Both demonstrate that nonlocality associated with entanglement is ubiquitous.

Another important point! Bell nonlocality is essentially a property of free entangled particles, interactions between particles are not essential at all. On the other hand, free QFT is understood completely and rigorously. The Hilbert space of free QFT can be reduced to the direct sum of Hilbert spaces with fixed numbers of particles. So there is really no problem to understand Bell nonlocality in QFT rigorously.
 
  • #18
Seeing this discussion between A. Neumaier and Demystifier about the necessity of infinite Hilbert spaces and real numbers is fascinating for me. It seems to confirm an observation I recently suggested as a possible explanation for the different prevalences of Mathematical fictionalism vs. physical fictionalism:
Like many other mathematicians, I believe in a principle of 'conservation of difficulty'. This allows me to believe that mathematics stays useful, even if it would be fictional. I believe that often the main difficulties of a real world problem will still be present in a fictional mathematical model.
...
From my experience with physicists (...), their trust in 'conservation of difficulty' is often less pronounced. As a consequence, physical fictionalism has a hard time
A. Neumaier's explanations why infinite Hilbert spaces are relevant in practice exhibit the places where the 'conservation of difficulty' actually shows up. But they fail to convince Demystifier, because he does not even acknowledge the relevance of 'conservation of difficulty' to the question of whether infinite Hilbert spaces are necessary or not. (In that same answer, I later defend Bohmian mechanics as an illustration of how 'conservation of difficulty' works in practice. Would be interesting to see whether Demystifier accepts the relevance of 'conservation of difficulty' for that example.)

And it is not as if A. Neumaier would try to defend a non-standard position here, like defending the necessity of nonseparable Hilbert spaces.
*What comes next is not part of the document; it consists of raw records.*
PR #643, opened 2021-06-09
hasel etc. are only ignored by abstract commands.

timsifive:
This fixes a contradiction pointed out in #619, in favor of the language
in dmcs2.


pdonahue-ventana (approved):
I went back and reread some of the comments in that issue and this seems like an appropriate change.

PR #649, opened 2021-06-14
more dots  riscv

odedy7:
more dots riscv


odedy7:
closing test fork.  please reject.

PR #654, opened 2021-06-25
xepc instead of exception PC

### LINKED ISSUE #652: Nomenclature suggestion: use xepc, xcause etc
To describe trap behavior when breakpoint exceptions have been delegated from Machine mode, the specification is using the imprecise term "exception PC" where it used to say `mepc`. The Fast Interrupt specification uses terminology `xepc`, `xcause` etc in this context, which I think is more precise and preserves the link with the CSR name better. I think it would improve things to adopt this naming convention.

pdonahue-ventana:
Fixes #652 

I don't think that we need to change mcause to xcause.  The only place I could find mcause was in the [definition of etrigger](https://github.com/riscv/riscv-debug-spec/blob/master/xml/hwbp_registers.xml#L928):
>  This trigger may fire on up to XLEN of the Exception Codes defined in \Rmcause (described in the Privileged Spec, with Interrupt=0).

It doesn't seem necessary to point to other cause registers since the codes in mcause are a superset of all xcause codes.


introduction.tex
```diff
@@ -72,6 +72,9 @@ \section{Terminology}
         An address as a hart sees it. If the hart is using address translation this
         may be different from the physical address. If there is no
         translation then it will be the same.
+    \item[\Rxepc]
+        The exception program counter CSR (e.g. mepc) that is appropriate for
```
timsifive, line 76: \Rmepc?

xml/hwbp_registers.xml
```diff
@@ -293,7 +293,7 @@
         <field name="timing" bits="18" access="WARL" reset="0">
             0: The action for this trigger will be taken just before the
             instruction that triggered it is committed, but after all preceding
-            instructions are committed. The exception PC or \RcsrDpc (depending
+            instructions are committed. The \Rxepc or \RcsrDpc (depending
```
timsifive, line 296: Just "\Rxepc", not "The \Rxepc".

Same comment 3 more times below.

introduction.tex
pdonahue-ventana: Changed.

xml/hwbp_registers.xml
pdonahue-ventana: Oops.  Changed.

timsifive (approved):
Thank you!

PR #655, opened 2021-06-28
Clarify postincrement/transfer behavior.

timsifive:
When transfer=0 but postincrement=1, it is undefined whether regno is
incremented or not.

See mailing list discussion subject:"aarpostincrement and transfer=0"


pdonahue-ventana (approved):
Seems reasonable to me.

PR #657, opened 2021-07-01
Attempt to build the document using github actions.

timsifive:
Travis stopped working, and it's always been a bit voodoo to me.


timsifive:
@pdonahue-ventana can you take a look at this? Travis being busted is causing every PR to fail its checks, and I'd like to have a replacement ready to go for when I turn it off.

pdonahue-ventana (approved):
Sorry, I was out.

I don't know enough about this to have a lot of feedback.  I assume that the `make` package is part of ubuntu-latest and doesn't need to be specified.  I also notice that graphviz and texlive-base used to be specified but no longer are.  I assume that texlive-base is autoinstalled when installing the other texlive package but I don't know about graphviz.

As long as this works, it's fine with me.  And we can fix bugs via other PRs as necessary.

Even in "Foundations of quantum physics III. Measurement," he only explained where nonseparable Hilbert spaces can arise, but didn't try to defend their necessity for doing practical physical calculations:
The exact state of the interacting system is now a complicated state in a renormalized quantum field Hilbert space^* that no one so far was able to characterize; it is only known (Haag’s theorem) that it cannot be the asymptotic Fock space describing the noninteracting particles.

^* Because of superselection sectors, this Hilbert space is generally nonseparable, a direct sum of the Hilbert spaces corresponding to the different superselection sectors.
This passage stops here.